» Entries shown
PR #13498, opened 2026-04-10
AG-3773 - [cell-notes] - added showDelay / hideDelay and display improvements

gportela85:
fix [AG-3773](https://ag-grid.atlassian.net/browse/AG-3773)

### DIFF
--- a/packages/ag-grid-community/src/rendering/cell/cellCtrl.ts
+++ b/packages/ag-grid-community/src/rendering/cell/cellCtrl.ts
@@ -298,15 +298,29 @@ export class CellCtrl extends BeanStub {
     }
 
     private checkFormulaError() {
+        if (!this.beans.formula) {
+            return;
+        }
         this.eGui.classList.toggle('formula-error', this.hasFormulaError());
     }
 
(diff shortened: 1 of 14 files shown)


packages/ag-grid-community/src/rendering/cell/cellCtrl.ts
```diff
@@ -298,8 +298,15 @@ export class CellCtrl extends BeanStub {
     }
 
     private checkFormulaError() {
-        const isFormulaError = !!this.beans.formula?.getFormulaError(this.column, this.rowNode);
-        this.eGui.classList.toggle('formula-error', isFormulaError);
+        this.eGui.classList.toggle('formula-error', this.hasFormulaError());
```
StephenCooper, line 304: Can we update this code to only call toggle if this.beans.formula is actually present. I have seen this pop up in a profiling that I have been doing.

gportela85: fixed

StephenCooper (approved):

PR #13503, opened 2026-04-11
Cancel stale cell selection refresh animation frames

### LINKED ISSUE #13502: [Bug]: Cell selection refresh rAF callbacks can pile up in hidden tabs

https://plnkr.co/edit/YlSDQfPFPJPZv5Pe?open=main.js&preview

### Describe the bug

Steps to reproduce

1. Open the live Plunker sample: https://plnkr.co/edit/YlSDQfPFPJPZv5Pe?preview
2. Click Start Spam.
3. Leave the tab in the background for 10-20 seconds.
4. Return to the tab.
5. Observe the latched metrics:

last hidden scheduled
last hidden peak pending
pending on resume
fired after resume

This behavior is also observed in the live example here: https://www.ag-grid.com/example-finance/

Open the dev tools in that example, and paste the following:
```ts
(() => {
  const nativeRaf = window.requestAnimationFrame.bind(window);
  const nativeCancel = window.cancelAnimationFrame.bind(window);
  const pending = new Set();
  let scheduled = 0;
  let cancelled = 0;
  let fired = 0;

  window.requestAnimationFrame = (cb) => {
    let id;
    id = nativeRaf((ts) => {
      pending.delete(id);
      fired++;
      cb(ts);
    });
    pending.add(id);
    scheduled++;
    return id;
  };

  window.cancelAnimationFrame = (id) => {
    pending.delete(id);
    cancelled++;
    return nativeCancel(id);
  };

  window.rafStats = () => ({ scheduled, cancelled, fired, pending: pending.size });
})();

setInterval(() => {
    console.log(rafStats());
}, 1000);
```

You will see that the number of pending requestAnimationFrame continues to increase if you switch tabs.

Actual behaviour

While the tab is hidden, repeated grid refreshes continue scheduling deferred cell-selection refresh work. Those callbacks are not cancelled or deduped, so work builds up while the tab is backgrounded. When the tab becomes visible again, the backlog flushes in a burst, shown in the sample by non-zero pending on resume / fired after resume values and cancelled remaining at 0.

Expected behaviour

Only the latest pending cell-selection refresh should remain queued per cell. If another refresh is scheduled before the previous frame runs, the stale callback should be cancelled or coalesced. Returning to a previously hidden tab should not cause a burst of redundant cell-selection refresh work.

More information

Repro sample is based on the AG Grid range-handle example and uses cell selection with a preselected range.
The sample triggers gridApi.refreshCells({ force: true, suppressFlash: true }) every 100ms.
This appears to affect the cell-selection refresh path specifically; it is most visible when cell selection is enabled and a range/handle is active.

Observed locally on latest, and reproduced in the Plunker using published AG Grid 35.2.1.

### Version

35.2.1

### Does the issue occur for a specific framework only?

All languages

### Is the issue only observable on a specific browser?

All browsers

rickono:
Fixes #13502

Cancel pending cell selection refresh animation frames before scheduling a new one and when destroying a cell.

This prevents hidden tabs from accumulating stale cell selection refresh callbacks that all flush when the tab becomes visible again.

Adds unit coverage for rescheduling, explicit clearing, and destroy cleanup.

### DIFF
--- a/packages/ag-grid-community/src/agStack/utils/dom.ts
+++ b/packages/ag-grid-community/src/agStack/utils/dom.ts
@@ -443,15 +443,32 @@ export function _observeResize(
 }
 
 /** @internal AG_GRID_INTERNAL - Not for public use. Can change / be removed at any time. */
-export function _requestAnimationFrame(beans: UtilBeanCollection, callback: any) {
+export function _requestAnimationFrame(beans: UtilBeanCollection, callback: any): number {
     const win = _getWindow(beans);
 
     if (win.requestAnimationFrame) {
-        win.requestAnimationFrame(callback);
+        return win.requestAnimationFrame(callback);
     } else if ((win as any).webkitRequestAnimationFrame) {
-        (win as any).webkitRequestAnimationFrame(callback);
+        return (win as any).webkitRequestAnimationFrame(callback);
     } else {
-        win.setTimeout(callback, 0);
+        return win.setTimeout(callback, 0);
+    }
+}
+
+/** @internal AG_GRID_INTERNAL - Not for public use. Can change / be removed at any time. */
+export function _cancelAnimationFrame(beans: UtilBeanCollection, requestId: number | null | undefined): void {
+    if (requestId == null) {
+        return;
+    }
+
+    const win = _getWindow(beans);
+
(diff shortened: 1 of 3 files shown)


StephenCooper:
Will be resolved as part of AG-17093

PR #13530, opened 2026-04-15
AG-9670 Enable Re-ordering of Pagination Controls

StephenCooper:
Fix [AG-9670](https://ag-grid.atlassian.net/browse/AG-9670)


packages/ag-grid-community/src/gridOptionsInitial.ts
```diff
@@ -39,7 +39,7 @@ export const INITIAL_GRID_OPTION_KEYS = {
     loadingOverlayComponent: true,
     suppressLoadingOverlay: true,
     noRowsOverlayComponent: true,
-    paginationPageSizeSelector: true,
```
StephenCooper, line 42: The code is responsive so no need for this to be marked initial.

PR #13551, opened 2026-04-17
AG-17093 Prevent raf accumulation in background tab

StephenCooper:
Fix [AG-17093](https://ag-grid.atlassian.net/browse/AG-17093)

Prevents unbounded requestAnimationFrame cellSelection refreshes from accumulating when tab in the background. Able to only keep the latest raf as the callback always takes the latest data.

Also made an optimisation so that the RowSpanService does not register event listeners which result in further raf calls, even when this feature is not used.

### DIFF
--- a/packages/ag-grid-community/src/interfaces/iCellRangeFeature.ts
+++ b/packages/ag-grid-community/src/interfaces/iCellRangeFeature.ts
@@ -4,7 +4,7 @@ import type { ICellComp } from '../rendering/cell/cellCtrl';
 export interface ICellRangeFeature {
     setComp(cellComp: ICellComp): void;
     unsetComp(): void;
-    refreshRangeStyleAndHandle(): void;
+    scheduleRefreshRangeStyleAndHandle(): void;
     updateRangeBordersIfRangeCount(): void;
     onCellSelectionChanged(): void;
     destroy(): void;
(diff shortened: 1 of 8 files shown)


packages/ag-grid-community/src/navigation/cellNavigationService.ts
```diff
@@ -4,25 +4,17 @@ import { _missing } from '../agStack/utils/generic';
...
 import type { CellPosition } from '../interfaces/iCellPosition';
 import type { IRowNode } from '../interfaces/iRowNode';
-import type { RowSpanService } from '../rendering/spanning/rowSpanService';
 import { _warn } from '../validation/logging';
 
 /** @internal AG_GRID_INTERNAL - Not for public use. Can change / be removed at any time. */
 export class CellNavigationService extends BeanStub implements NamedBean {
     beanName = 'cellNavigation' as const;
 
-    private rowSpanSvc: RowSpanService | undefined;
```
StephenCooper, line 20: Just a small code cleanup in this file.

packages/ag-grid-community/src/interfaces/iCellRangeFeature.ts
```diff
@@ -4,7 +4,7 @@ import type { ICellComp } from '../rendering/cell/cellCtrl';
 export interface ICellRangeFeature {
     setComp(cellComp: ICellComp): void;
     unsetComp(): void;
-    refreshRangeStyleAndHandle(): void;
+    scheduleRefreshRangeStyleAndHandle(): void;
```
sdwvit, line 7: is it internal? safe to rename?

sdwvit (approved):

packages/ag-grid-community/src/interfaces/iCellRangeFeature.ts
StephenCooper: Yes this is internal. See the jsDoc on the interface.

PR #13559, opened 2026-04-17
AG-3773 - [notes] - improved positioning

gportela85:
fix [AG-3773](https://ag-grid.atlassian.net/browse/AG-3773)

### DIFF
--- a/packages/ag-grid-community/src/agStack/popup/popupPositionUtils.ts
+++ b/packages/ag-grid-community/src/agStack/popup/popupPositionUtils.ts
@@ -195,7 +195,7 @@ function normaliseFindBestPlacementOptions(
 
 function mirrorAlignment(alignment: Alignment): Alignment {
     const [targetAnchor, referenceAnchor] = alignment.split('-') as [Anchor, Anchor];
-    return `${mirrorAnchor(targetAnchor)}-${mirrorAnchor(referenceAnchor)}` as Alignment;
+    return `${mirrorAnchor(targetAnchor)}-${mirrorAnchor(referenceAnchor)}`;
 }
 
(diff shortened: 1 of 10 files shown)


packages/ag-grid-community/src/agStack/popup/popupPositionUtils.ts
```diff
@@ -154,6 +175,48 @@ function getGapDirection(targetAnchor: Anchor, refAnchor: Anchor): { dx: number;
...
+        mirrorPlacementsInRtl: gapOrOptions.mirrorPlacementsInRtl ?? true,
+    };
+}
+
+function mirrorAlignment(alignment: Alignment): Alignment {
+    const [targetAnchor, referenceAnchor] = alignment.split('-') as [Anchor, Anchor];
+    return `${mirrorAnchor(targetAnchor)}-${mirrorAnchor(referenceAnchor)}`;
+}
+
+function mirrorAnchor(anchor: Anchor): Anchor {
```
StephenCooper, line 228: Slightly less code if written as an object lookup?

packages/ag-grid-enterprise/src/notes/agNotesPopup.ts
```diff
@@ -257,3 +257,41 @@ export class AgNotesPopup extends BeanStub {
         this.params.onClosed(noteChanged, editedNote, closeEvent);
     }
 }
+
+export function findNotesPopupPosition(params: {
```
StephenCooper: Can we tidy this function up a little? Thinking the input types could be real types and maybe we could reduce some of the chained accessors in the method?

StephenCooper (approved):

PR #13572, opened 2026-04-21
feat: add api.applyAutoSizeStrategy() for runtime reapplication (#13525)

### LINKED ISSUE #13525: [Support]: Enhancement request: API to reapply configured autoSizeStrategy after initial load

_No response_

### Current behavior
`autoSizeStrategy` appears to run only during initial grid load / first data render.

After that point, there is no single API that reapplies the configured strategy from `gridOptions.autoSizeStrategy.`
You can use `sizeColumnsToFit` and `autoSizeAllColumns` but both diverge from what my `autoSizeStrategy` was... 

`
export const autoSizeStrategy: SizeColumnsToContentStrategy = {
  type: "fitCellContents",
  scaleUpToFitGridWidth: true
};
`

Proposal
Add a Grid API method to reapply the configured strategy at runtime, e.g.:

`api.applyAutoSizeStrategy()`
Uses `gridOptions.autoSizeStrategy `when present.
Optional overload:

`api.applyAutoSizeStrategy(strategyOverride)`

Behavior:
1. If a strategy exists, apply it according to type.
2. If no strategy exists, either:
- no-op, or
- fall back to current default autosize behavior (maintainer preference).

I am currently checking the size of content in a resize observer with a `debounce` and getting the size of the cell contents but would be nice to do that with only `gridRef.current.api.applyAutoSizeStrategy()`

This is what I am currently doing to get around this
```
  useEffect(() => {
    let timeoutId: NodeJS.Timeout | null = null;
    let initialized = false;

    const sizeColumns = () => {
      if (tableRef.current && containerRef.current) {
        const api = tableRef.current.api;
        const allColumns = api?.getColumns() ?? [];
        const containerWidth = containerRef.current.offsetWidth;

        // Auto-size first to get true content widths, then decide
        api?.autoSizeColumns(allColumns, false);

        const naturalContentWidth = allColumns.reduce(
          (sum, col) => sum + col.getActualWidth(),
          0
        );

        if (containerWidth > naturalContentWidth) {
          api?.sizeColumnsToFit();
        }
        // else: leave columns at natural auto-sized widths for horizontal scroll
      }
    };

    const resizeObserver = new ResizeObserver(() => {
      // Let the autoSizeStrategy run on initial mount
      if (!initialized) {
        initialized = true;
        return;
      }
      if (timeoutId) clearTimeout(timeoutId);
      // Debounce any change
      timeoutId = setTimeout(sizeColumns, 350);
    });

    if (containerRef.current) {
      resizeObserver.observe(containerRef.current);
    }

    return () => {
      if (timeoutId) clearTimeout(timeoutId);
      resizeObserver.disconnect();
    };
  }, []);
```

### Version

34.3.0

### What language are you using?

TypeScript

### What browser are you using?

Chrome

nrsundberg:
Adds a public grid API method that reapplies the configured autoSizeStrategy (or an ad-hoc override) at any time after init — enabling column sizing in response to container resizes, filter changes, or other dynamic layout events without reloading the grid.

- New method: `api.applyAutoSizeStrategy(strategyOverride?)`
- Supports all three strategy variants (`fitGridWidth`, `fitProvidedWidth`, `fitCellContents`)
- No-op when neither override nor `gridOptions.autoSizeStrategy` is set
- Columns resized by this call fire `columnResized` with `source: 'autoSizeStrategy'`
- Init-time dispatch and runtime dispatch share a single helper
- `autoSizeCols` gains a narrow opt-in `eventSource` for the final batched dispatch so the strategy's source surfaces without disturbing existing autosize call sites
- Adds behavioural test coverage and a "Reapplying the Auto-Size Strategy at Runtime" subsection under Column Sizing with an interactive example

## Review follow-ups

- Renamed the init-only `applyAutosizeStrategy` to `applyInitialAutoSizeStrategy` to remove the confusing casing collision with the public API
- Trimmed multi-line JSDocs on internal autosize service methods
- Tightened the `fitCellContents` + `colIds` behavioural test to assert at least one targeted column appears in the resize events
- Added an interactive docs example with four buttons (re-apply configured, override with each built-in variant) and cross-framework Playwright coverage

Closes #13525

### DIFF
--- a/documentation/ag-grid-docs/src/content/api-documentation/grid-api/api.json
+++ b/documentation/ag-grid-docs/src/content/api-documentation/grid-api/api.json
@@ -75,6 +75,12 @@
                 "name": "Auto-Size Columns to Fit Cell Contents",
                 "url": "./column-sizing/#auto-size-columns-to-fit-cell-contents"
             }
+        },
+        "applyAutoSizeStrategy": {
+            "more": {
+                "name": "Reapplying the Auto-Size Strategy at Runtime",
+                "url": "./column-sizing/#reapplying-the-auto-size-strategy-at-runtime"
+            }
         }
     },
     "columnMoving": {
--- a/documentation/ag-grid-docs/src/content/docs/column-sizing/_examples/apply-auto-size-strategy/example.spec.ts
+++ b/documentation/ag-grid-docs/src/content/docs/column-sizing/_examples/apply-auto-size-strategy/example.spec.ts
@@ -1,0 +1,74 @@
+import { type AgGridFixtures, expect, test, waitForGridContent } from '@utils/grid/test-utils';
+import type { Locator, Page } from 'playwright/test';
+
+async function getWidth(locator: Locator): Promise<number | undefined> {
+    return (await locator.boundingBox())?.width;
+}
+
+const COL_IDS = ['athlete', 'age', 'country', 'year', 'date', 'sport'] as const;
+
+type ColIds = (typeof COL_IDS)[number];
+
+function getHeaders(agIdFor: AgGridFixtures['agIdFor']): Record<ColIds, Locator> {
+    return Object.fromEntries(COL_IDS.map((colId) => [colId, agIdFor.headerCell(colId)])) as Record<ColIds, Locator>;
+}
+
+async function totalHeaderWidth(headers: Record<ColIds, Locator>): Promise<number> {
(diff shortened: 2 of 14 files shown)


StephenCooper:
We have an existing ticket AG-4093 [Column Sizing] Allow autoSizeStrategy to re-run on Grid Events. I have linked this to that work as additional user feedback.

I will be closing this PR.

» Exercise directions
Give the exact lines, and only those, from the line containing "### What language are you using?" through the line containing "- Trimmed multi-line" in the entries above.

» Task response
### What language are you using?

TypeScript

### What browser are you using?

Chrome

nrsundberg:
Adds a public grid API method that reapplies the configured autoSizeStrategy (or an ad-hoc override) at any time after init — enabling column sizing in response to container resizes, filter changes, or other dynamic layout events without reloading the grid.

- New method: `api.applyAutoSizeStrategy(strategyOverride?)`
- Supports all three strategy variants (`fitGridWidth`, `fitProvidedWidth`, `fitCellContents`)
- No-op when neither override nor `gridOptions.autoSizeStrategy` is set
- Columns resized by this call fire `columnResized` with `source: 'autoSizeStrategy'`
- Init-time dispatch and runtime dispatch share a single helper
- `autoSizeCols` gains a narrow opt-in `eventSource` for the final batched dispatch so the strategy's source surfaces without disturbing existing autosize call sites
- Adds behavioural test coverage and a "Reapplying the Auto-Size Strategy at Runtime" subsection under Column Sizing with an interactive example

## Review follow-ups

- Renamed the init-only `applyAutosizeStrategy` to `applyInitialAutoSizeStrategy` to remove the confusing casing collision with the public API
- Trimmed multi-line JSDocs on internal autosize service methods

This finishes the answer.